**Exercise material:**
PR #676, opened 2022-07-28
More HF models

anijain2305:
The script is modified from - https://gist.github.com/jamesr66a/1e65d3b396d4c1a50d1384d7f4eeeb1c (thanks @jamesr66a )

Batch sizes = Half of the largest batch size that could fit on GPU with eager.

dtype = float32

image

Could not run inductor for some reason. Will run later.

@ngimel @Chillee


benchmarks/huggingface.py
```diff
@@ -28,45 +27,240 @@ def pip_install(package):
...
+HF_FX_SUPPORTED_MODELS = dict()
+
+REFRESH_MODEL_NAMES = False
+
+USE_HALF_BATCH_SIZE = True
+
+filename = "huggingface_models_list.txt"
+if os.path.exists("benchmarks"):
+    filename = "benchmarks/" + filename
+with open(filename, "r") as fh:
```
ngimel, line 73: you should check that file exists, and that you read more than 0 lines from it.

benchmarks/huggingface.py
```diff
@@ -266,18 +335,45 @@ def load_model(
...
             # Handle auto classes
             model = model_cls.from_config(config).to(device, dtype=dtype)
         else:
             model = model_cls(config).to(device, dtype=dtype)
 
+        batch_size = batch_size or batch_size_default
+
+        if model_name in USE_SMALL_BATCH_SIZE:
+            batch_size = USE_SMALL_BATCH_SIZE[model_name]
+        elif USE_HALF_BATCH_SIZE:
```
ngimel, line 370: you should warn here, rather than silently change user specified batch size

benchmarks/huggingface.py
```diff
@@ -266,18 +335,45 @@ def load_model(
...
         if "auto" in model_cls.__module__:
             # Handle auto classes
             model = model_cls.from_config(config).to(device, dtype=dtype)
         else:
             model = model_cls(config).to(device, dtype=dtype)
 
+        batch_size = batch_size or batch_size_default
+
+        if model_name in USE_SMALL_BATCH_SIZE:
+            batch_size = USE_SMALL_BATCH_SIZE[model_name]
```
ngimel, line 369: and similarly, a warning here

benchmarks/huggingface.py
```diff
@@ -354,7 +444,87 @@ def forward_and_backward_pass(self, mod, inputs, collect_outputs=True):
...
+            )
+        except subprocess.SubprocessError:
+            print("ERROR")
+
+
 if __name__ == "__main__":
-    logging.basicConfig(level=logging.WARNING)
-    warnings.filterwarnings("ignore")
-    main(HuggingfaceRunner())
+    if REFRESH_MODEL_NAMES and "--find-batch-sizes" not in sys.argv:
```
ngimel, line 525: How does this ever get triggered? It seems like REFRESH_MODEL_NAMES is hardcoded above.

benchmarks/huggingface.py
```diff
@@ -354,7 +444,87 @@ def forward_and_backward_pass(self, mod, inputs, collect_outputs=True):
         return None
 
 
+def refresh_model_names():
```
ngimel, line 447: can you leave a brief comment what this function does?

benchmarks/huggingface.py
```diff
@@ -354,7 +444,87 @@ def forward_and_backward_pass(self, mod, inputs, collect_outputs=True):
...
+    for members in family.values():
+        chosen_models.update(set(members))
+
+    chosen_models.update(set(EXTRA_MODELS.keys()))
+    filename = "huggingface_models_list.txt"
+    if os.path.exists("benchmarks"):
+        filename = "benchmarks/" + filename
+    for model_name in sorted(chosen_models):
+        try:
+            subprocess.check_call(
```
ngimel, line 513: it seems like this function is doing more than refreshing model names?

benchmarks/huggingface.py
```diff
@@ -354,7 +444,87 @@ def forward_and_backward_pass(self, mod, inputs, collect_outputs=True):
...
+                [sys.executable]
+                + sys.argv
+                + ["--find-batch-sizes"]
+                + [f"--only={model_name}"]
+                + [f"--output={filename}"]
+            )
+        except subprocess.SubprocessError:
+            print("ERROR")
```
ngimel, line 521: more detailed logging, e.g. which model failed?

benchmarks/huggingface.py
```diff
@@ -28,45 +27,240 @@ def pip_install(package):
...
+    from transformers import SwinModel
+    from transformers import ViTForImageClassification
+    from transformers import ViTForMaskedImageModeling
+    from transformers import ViTModel
     from transformers import XLNetConfig
     from transformers import XLNetLMHeadModel
 
 
-# We are primarily interested in tf32 datatype
-torch.backends.cuda.matmul.allow_tf32 = True
```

**Action item:** Copy out each line carrying the string "transformers" from the data.

**Answer to this task:**
+    from transformers import SwinModel
+    from transformers import ViTForImageClassification
+    from transformers import ViTForMaskedImageModeling
+    from transformers import ViTModel
     from transformers import XLNetConfig
     from transformers import XLNetLMHeadModel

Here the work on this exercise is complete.